Find a generator and a basis for a given ideal in a quadratic integer ring

Show that $A = \{4a+2\sqrt{2}b \ |\ a,b \in \mathbb{Z}\}$ is an ideal in the ring of algebraic integers in $\mathbb{Q}(\sqrt{2})$. Find a generator and a basis for this ideal.

First, since $2 \not\equiv 1$ mod 4, the elements of $A$ are certainly algebraic integers. (Integers in $\mathbb{Q}(\sqrt{2})$ have the form $m+n\sqrt{2}$ with $m,n \in \mathbb{Z}$.) We claim that $A = (2\sqrt{2})$. To see this, note that if $4a+2\sqrt{2}b \in A$, then $4a+2\sqrt{2}b = 2\sqrt{2}(b+a\sqrt{2}) \in (2\sqrt{2})$. Conversely, if $2\sqrt{2}(a+b\sqrt{2}) \in (2\sqrt{2})$, then $2\sqrt{2}(a+b\sqrt{2}) = 4b+2\sqrt{2}a \in A$. So $A = (2\sqrt{2})$, and more generally, $A$ is an ideal in the ring of integers in $\mathbb{Q}(\sqrt{2})$.

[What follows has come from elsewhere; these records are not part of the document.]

PR #176, opened 2021-03-06
Fix Issue #173 , #174  and #175

### LINKED ISSUE #173: Move unary operations to DimBase so that they also apply to DimAngular
PR #150 added dimensions and created unary operations for linear dimensions. These operations also should apply to angular dimensions. 

Please move the unary operations to the `DimBase` class so that they work for both linear and radial dimensions.

https://github.com/Severson-Group/eMach/blob/beb4fc720a5c1c3abd741eadc791706c0b621e63/python/emach/model_obj/dimensions/dim_linear.py#L12-L61

### LINKED ISSUE #174: Clean up DimLinear code to remove ambiguous return paths
Several functions in the `DimLinear` class have conditional paths that are not complete. For example, see the code below:

https://github.com/Severson-Group/eMach/blob/beb4fc720a5c1c3abd741eadc791706c0b621e63/python/emach/model_obj/dimensions/dim_linear.py#L22-L31

There is no `else` for the last `if`, and so it appears as though it is possible for the program to exit this function without returning a value. This add potential for errors in the code. Please clean up.

Further, I question whether it is necessary to check `isinstance(self, DimLinear)` -- since this code is appearing in the `DimLinear` class, wouldn't `self` always be of type `DimLinear`?

Please clean up these functions:
- [x] `__mul__`
- [x] `__rmul__`
- [x] `__truediv__`
- [x] `__rtruediv__`

### LINKED ISSUE #175: Python dimensions should raise exception for squared operation
The following code should throw an exception, but it does not:

```python
inchObject = DimInch(1)
inchObject**2
```

Please fix.

aimthiazz:
This PR will address issues #173, #174, and #175.

### DIFF
--- a/python/emach/examples/example_dimension_unit_test.py
+++ b/python/emach/examples/example_dimension_unit_test.py
@@ -85,6 +85,8 @@ print(DimDegree(radObject))
 
 print('Angle Unary operation')
 print(-degObject)
+negDegObject = DimDegree(-180)
+print(-negDegObject)
 
 
 
--- a/python/emach/examples/example_dimension_unit_test.py
+++ b/python/emach/examples/example_dimension_unit_test.py
@@ -71,7 +71,8 @@ print(type(inchObject/5))
 
 ###### Uncomment this to check exception #######
 # print('********Power Demo*****')
-# print(inchObject**2)
+#print(inchObject**2)
+#print(2**inchObject)
 # print(inchObject**milObject)
 
 print('*******Angle Demo******')
--- a/python/emach/examples/example_dimension_unit_test.py
+++ b/python/emach/examples/example_dimension_unit_test.py
@@ -69,6 +69,11 @@ print(type(inchObject/5))
 # print(5/inchObject)
 # print(type(inchObject/5))
 
+###### Uncomment this to check exception #######
+# print('********Power Demo*****')
+# print(inchObject**2)
+# print(inchObject**milObject)
+
 print('*******Angle Demo******')
 degObject = DimDegree(180)
 print(type(degObject))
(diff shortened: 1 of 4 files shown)


elsevers (changes requested):
@aimthiazz this seems to implement issue #174 and #175, but it does not fully implement #173.

`DimLinear` still contains functions that need to be moved to `DimBase` in order to implement #173:

```python
def __add__(self, other):
        add = self._to_dimensionless() + other._to_dimensionless()
        self.result = add
        return type(self)._from_dimensionless(self)

    def __sub__(self, other):
        sub = self._to_dimensionless() - other._to_dimensionless()
        self.result = sub
        return type(self)._from_dimensionless(self)

    def __mul__(self, other):
        if (isinstance(self, DimLinear) and isinstance(other, DimLinear)):
            raise Exception('Multiplication Not valid')

        else:
            mul = (other) * (self._to_dimensionless())
            self.result = mul 
            return type(self)._from_dimensionless(self)

    def __rmul__(self, other):
        if (isinstance(self, DimLinear) and isinstance(other, DimLinear)):
            raise Exception('Multiplication Not valid')

        else:
            mul = (other) * (self._to_dimensionless())
            self.result = mul
            return type(self)._from_dimensionless(self)


    def __truediv__(self, other):
        if (isinstance(other,DimLinear)):
            div = self._to_dimensionless() / other._to_dimensionless()
            return div
        else:
            div = (self._to_dimensionless()) / (other)
            self.result = div
            return type(self)._from_dimensionless(self)

    def __rtruediv__(self, other):
        raise Exception('Division not valid')

```

Bharat-Ramadas (dismissed):
The example runs as expected

elsevers (approved):
Looks good. Thanks @aimthiazz

Bharat-Ramadas (approved):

Now we claim that $B = \{4, 2\sqrt{2}\}$ is a basis of $A$. It is certainly a generating set over $\mathbb{Z}$. Suppose now that $4a + 2\sqrt{2}b = 0$. If $b \neq 0$, then $\sqrt{2} = -4a/2b$, so that $\sqrt{2}$ is rational, a contradiction. So $b = 0$, and we have $4a = 0$, so $a = 0$. Thus $B$ is $\mathbb{Z}$-linearly independent, and hence a basis for $A$.